Saved entries:
_ _ _

PR #5764, opened 2026-04-26
fix: implement AND logic for multi-term search and clickable tag filters

### LINKED ISSUE #250: Filter should be an AND not an OR

### LINKED ISSUE #5514: Search for projects based on tag

### LINKED ISSUE #5759: Feat: Should be able to click on popular tags and apply filter
The list elements provide a very good way to see popular tags. It would improve the user experience if visitors were able to click on them like buttons and automatically add the selected tag to the search filters.

GauravPatil2515:
## Summary

Three related search issues fixed in one focused PR. All changes are in the search layer — no unrelated files touched.

---

### 1. Multi-term search used OR logic, not AND — Issue #250

Searching `"python javascript"` treated the entire string as a literal match, returning 0 results. Users expect multiple words to **narrow** results (AND), not produce no results.

**Before:**
```ts
// Entire string matched as-is — "python javascript" never matches anything
if (project.name.toLowerCase().indexOf(normalizedSearchText) > -1) {
  return true;
}
```

**After:**
```ts
// Split into terms, ALL must match across name, desc, or tags
const terms = searchText.toLowerCase().split(' ').filter((t) => t.length > 0);
if (terms.length === 0) return true;

return terms.every((term) => {
  const inName = project.name.toLowerCase().includes(term);
  const inDesc = project.desc.toLowerCase().includes(term);
  const inTags = project.tags?.some((tag) => tag.toLowerCase().includes(term)) ?? false;
  return inName || inDesc || inTags;
});
```

**Edge cases handled:**
- Empty string → returns all projects (unchanged behaviour)
- Whitespace-only input → `.filter(t => t.length > 0)` strips empty tokens
- Single term → behaves identically to before

---

### 2. Tags excluded from search — Issue #5514

Tag names were never checked in `filterProject()`. Searching `"python"` would miss projects where `python` only appeared in tags.

Fixed by including `project.tags` in the `terms.every()` check above.

---

### 3. Tags not clickable — Issue #5759

Tags rendered as plain `<li>` text with no interaction. Clicking them did nothing.

**Fix:** Wrapped tag content in a `<button>` that emits `tag-selected` → caught in `SearchResults` → sets `searchText` → triggers existing `watch(searchText)` refetch automatically.

```html
<!-- Before -->
<li v-for="tag in project.tags" v-bind:key="tag">{{ tag }}</li>

<!-- After -->
<li v-for="tag in project.tags" v-bind:key="tag">
  <button class="tag-filter" @click="emit('tag-selected', tag)"
    :aria-label="`Filter by tag: ${tag}`">
    {{ tag }}
  </button>
</li>
```

No new state. No new watchers. Reuses existing Vue reactive system entirely.

---

## Files Changed

| File | Change |
|------|--------|
| `src/components/data/search.ts` | AND logic + tag matching in `filterProject()` |
| `src/components/search/ProjectEntry.vue` | Tags → clickable buttons with emit |
| `src/components/search/SearchResults.vue` | Handles `tag-selected` to update `searchText` |

---

## Tests Added (`search.test.ts`)

| Test | Covers |
|------|--------|
| Multi-term AND match | `"python javascript"` matches project with both |
| Multi-term AND fail | `"python ruby"` fails if project only has python |
| Extra whitespace handling | `"  title  "` and `"  title   desc  "` work correctly |
| Tag search single term | `"python"` matches via tags |
| Tag search multi-term | `"python javascript"` matches via tags |

---

## Testing

- [x] `npm run test` — all 67 tests pass
- [x] Searching single term works as before
- [x] Searching `"python javascript"` returns projects matching both
- [x] Searching `"python ruby"` correctly returns 0 results
- [x] Clicking a tag fills search box and filters results
- [x] Tags keyboard navigable (Tab + Enter)
- [x] Visual appearance of tags unchanged

Fixes #250
Fixes #5514
Fixes #5759

### DIFF
--- a/src/components/data/search.ts
+++ b/src/components/data/search.ts
@@ -7,8 +7,6 @@ export function filterProject(
   searchText: string,
   lastUpdated: Date
 ): boolean {
-  const normalizedSearchText = searchText.toLowerCase();
-
   if (
     project.stats.lastUpdated &&
     isBefore(project.stats.lastUpdated, lastUpdated)
@@ -16,19 +14,24 @@ export function filterProject(
     return false;
   }
 
-  if (project.name.toLowerCase().indexOf(normalizedSearchText) > -1) {
+  const terms = searchText
+    .toLowerCase()
+    .split(' ')
+    .filter((t) => t.length > 0);
+
+  if (terms.length === 0) {
     return true;
   }
 
-  if (project.desc.toLowerCase().indexOf(normalizedSearchText) > -1) {
-    return true;
-  }
+  return terms.every((term) => {
+    const inName = project.name.toLowerCase().includes(term);
+    const inDesc = project.desc.toLowerCase().includes(term);
+    const inTags = project.tags?.some((tag) =>
+      tag.toLowerCase().includes(term)
+    ) ?? false;
 
-  if (project.tags?.some(tag => tag.toLowerCase().indexOf(normalizedSearchText) > -1)) {
-    return true;
-  }
-
-  return false;
+    return inName || inDesc || inTags;
+  });
 }
 
 let allProjects: WebsiteProject[] | null = null;
--- a/src/components/data/search.ts
+++ b/src/components/data/search.ts
@@ -24,6 +24,10 @@ export function filterProject(
     return true;
   }
 
+  if (project.tags?.some(tag => tag.toLowerCase().indexOf(normalizedSearchText) > -1)) {
+    return true;
+  }
+
   return false;
 }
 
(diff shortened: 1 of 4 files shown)


shiftkey:
Despite the PR description, I don't seem to see any new tests being added. I can't accept these changes without a good test suite so we can catch future regressions.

_ _ _

Check each line above for the string "would" and copy every line that has it.

The list elements provide a very good way to see popular tags. It would improve the user experience if visitors were able to click on them like buttons and automatically add the selected tag to the search filters.
Tag names were never checked in `filterProject()`. Searching `"python"` would miss projects where `python` only appeared in tags.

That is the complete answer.